Re: [HACKERS] proposal - Default namespaces for XPath expressions (PostgreSQL 11)

From: Pavel Stehule <pavel(dot)stehule(at)gmail(dot)com>
To: Kyotaro HORIGUCHI <horiguchi(dot)kyotaro(at)lab(dot)ntt(dot)co(dot)jp>
Cc: Thomas Munro <thomas(dot)munro(at)enterprisedb(dot)com>, PostgreSQL Hackers <pgsql-hackers(at)postgresql(dot)org>
Subject: Re: [HACKERS] proposal - Default namespaces for XPath expressions (PostgreSQL 11)
Date: 2018-01-24 09:30:39
Message-ID: CAFj8pRBVUVvG1CXxgrs0UipTziUX6M788z-=L9gQvwAB4UGLeg@mail.gmail.com
Views: Raw Message | Whole Thread | Download mbox
Thread:
Lists: pgsql-hackers

Hi

2018-01-23 8:13 GMT+01:00 Kyotaro HORIGUCHI <horiguchi(dot)kyotaro(at)lab(dot)ntt(dot)co(dot)jp
>:

> Hello, I returned to this.
>
> I thouroughly checked the translator's behavior against the XPath
> specifications and checkd out the documentation and regression
> test.
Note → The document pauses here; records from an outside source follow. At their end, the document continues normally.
PR #58, opened 2019-01-08
add Landsat pan band (08) values in histogramm min/max fetch

vincentsarago:
This PR adds Landsat8 Panchromatic min/max fetch when getting Landsat metadata.

cc @sgillies @jacquestardie

### DIFF
--- a/CHANGES.txt
+++ b/CHANGES.txt
@@ -1,3 +1,7 @@
+Next
+----
+- fetch Landsat panchromatic band min/max (#58)
+
 1.0rc2 (2018-08-22)
 -------------------
 - add test case for pix4d nodata+alpha band data
--- a/CHANGES.txt
+++ b/CHANGES.txt
@@ -1,6 +1,6 @@
 Next
 ----
-- fetch Landsat panchromatic band min/max (#58)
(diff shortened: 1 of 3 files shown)


rio_tiler/landsat8.py
```diff
@@ -70,7 +70,7 @@ def metadata(sceneid, pmin=2, pmax=98):
     info = {'sceneid': sceneid}
     info['bounds'] = toa_utils._get_bounds_from_metadata(meta_data['PRODUCT_METADATA'])
 
-    bands = ['1', '2', '3', '4', '5', '6', '7', '9', '10', '11']
+    bands = ['1', '2', '3', '4', '5', '6', '7', '8', '9', '10', '11']
```
sgillies: @vincentsarago will you add a note about this to the change log?

vincentsarago:
thanks @sgillies

CHANGES.txt
```diff
@@ -1,3 +1,7 @@
+Next
+----
+- fetch Landsat panchromatic band min/max (#58)
+
```
sgillies: The bug fix here is that band 8 was missing, yes? Let's say so in the change log.

Sorry to be a pain!

vincentsarago: I'll re-phrase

Almost everything is fine for me and this would be the last
> comment from me.
>
> At Fri, 24 Nov 2017 18:32:43 +0100, Pavel Stehule <pavel(dot)stehule(at)gmail(dot)com>
> wrote in <CAFj8pRB7Fs_2DrtUTGhTmQb+KReXPH6SG62hGWO3KVL_eZYCaA@
> mail.gmail.com>
> > 2017-11-24 18:13 GMT+01:00 Pavel Stehule <pavel(dot)stehule(at)gmail(dot)com>:
> >
> > >
> > >
> > > 2017-11-24 17:53 GMT+01:00 Pavel Stehule <pavel(dot)stehule(at)gmail(dot)com>:
> > >
> > >> Hi
> > >>
> > >> 2017-11-22 22:49 GMT+01:00 Thomas Munro <
> thomas(dot)munro(at)enterprisedb(dot)com>:
> > >>
> > >>> On Thu, Nov 9, 2017 at 10:11 PM, Pavel Stehule <
> pavel(dot)stehule(at)gmail(dot)com>
> > >>> wrote:
> > >>> > Attached new version.
> > >>>
> > >>> Hi Pavel,
> > >>>
> > >>> FYI my patch testing robot says[1]:
> > >>>
> > >>> xml ... FAILED
> > >>>
> > >>> regression.diffs says:
> > >>>
> > >>> + SELECT x.* FROM t1, xmltable(XMLNAMESPACES(DEFAULT 'http://x.y'),
> > >>> '/rows/row' PASSING t1.doc COLUMNS data int PATH
> > >>> 'child::a[1][attribute::hoge="haha"]') as x;
> > >>> + data
> > >>> + ------
> > >>> + (0 rows)
> > >>> +
> > >>>
> > >>> Maybe you forgot to git-add the expected file?
> > >>>
> > >>> [1] https://travis-ci.org/postgresql-cfbot/postgresql/
> builds/305979133
> > >>
> > >>
> > >> unfortunately xml.out has 3 versions and is possible so one version
> > >> should be taken elsewhere than my comp.
> > >>
> > >> please can me send your result xml.out file?
> > >>
> > >
> > > looks like this case is without xml support so I can fix on my comp.
> > >
> > >
> > fixed regress test
>
> (I wouldn't have found that..)
>
> I have three comments on the behavior and one on documentation.
>
> 1. Lack of syntax handling.
>
> ["'" [^'] "'"] is also a string literal, but getXPathToken is
> forgetting that and applying default namespace mistakenly to the
> astring content.
>

In this case, I am not sure if I understand well.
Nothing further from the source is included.